En ce qui concernait les échéanciers déficients, contrairement au premier juge, la Cour d’appel a considéré que le défaut pour Buesco de produire un échéancier conforme aux attentes contractuelles pouvait être qualifié de manquement grave. Elle rappelle que le respect du délai de réalisation des travaux est une obligation de résultat qui incombe à l’entrepreneur. Elle confirme que les chances données à Buesco pour soumettre des échéanciers conformes ne peuvent être assimilées à de la tolérance :
[121] Or, le propriétaire ne peut être blâmé pour ne pas avoir exercé son droit à la résiliation dès la première manifestation d’un manquement, et ce, sans avoir donné à l’entrepreneur l’opportunité de s’amender. L’obligation d’agir de bonne foi en toute circonstance commandait de repousser cette ultime solution tant et aussi longtemps que HMR croyait Buesco capable de corriger la situation.
[Nous soulignons]
En conséquence, HMR se voit accorder des dommages résultant de la résiliation pour manquements graves, soit la partie des travaux effectués par le nouvel entrepreneur, après déduction du montant du contrat accordé à Buesco et des travaux additionnels non prévus dans l’appel d’offres initial.
Buesco a quant à elle droit aux montants pour les travaux effectués avant la résiliation du contrat.
La Cour d’appel confirme par contre la conclusion du juge de première instance sur les dépens accordés aux professionnels poursuivis par HMR. Elle soutient que l’établissement a eu tort de poursuivre ses professionnels, sans allégation précise de leurs fautes.
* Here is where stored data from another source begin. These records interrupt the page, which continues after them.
PR #2257, opened 2026-08-03
`channels_sv2`: fix client `set_target` does not refresh targets of already-queued future jobs

### LINKED ISSUE #2256: `channels_sv2`: client `set_target` does not refresh targets of already-queued future jobs
Per the spec (previously quoted in #1981):

> Maximum target is valid until the next SetTarget message is sent and is applicable for all jobs received on the channel in the future or already received with an empty min_ntime.

#1981 fixed target association on the server channels, but the client channels still miss the second half of that rule. 

Both `StandardChannel::set_target` and `ExtendedChannel::set_target` only replace `self.target`. 

Queued future jobs keep the `Target` captured inside their `future_jobs` tuples at arrival time; when `on_set_new_prev_hash` later activates such a job, `validate_share` compares share hashes against the stale target (`job.1` / `job.2`).

## impact

After a `SetTarget` that tightens difficulty, a share that meets the old (easier) target but not the new one is accepted by the local validator even though the upstream server will reject it — distorting validated-work accounting and any downstream gating that relies on this validator.

## suggested fix

In both client channels:

```rust
pub fn set_target(&mut self, target: Target) {
    self.target = target;
    for future_job in self.future_jobs.values_mut() {
        future_job.1 = target; // .2 in extended.rs (tuple is (job, prefix, target) there)
    }
}
```

Note the spec limits this to jobs with empty `min_ntime` — exactly the `future_jobs` set, so no filtering is needed.

## regression test

Queue a future job under a permissive target, call `set_target` with a strict target, activate via `on_set_new_prev_hash`, then submit a share between the two targets: must return `DoesNotMeetTarget`.

plebhash:
close https://github.com/stratum-mining/stratum/issues/2256
close https://github.com/project-loupe/audit-stratum/issues/56

### DIFF
--- a/sv2/channels-sv2/src/client/extended.rs
+++ b/sv2/channels-sv2/src/client/extended.rs
@@ -193,8 +193,16 @@ impl ExtendedChannel {
     }
 
     /// Sets a new [`Target`] for the channel.
+    ///
+    /// Per the Sv2 spec, the new target also applies to jobs that were already received with an
+    /// empty `min_ntime` (i.e. queued future jobs), so their associated target is refreshed here.
+    /// Jobs that were already received with a set `min_ntime` (active, past and stale jobs) keep
+    /// their target.
     pub fn set_target(&mut self, new_target: Target) {
         self.target = new_target;
+        for future_job in self.future_jobs.values_mut() {
+            future_job.2 = new_target;
+        }
     }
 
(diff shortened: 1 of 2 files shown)


GitGab19 (approved):
Merge conflicts aside, this LGTM.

Ainsi, contrairement à un recours basé sur la perte de l’ouvrage où la poursuite des professionnels peut s’avérer nécessaire pour une solution complète du litige, dans le cas d’une action fondée sur une résiliation abusive du contrat, le propriétaire ne peut poursuivre, subsidiairement, les professionnels au cas où sa responsabilité serait retenue, en l’absence de reproches concrets.
Enfin, et il importe de le soulever, la Cour d’appel ne se prononce pas sur la possibilité pour un donneur d’ouvrage d’invoquer, dans un premier temps, la résiliation avec motifs et en cas d’échec, la résiliation unilatérale permise en vertu de l’article 2125 du Code civil du Québec (c’est-à-dire une résiliation sans motif où le donneur d’ouvrage doit assumer les frais d’un nouvel entrepreneur, tout en se mettant à l’abri de toute réclamation en dommages ou pour pertes de profits, sous réserve que la résiliation soit faite de bonne foi).
Nous nous rappelons que le juge de première instance avait rejeté cet argument soulevé par HMR puisqu’il estimait que ce dernier avait opté pour la résiliation pour cause et qu’il devait assumer son choix.
Or, puisqu’elle conclut à la présence de manquements graves, la Cour d’appel a considéré que ce débat était théorique et qu’elle n’avait pas à disposer de cette question.
En l’absence de réponse à cette question, nous réitérons la recommandation de notre collègue Me Legault à l’effet que les propriétaires qui souhaitent résilier un contrat pour cause doivent avoir un dossier bien documenté et être ainsi prêts à démontrer le sérieux des motifs qu’ils invoquent.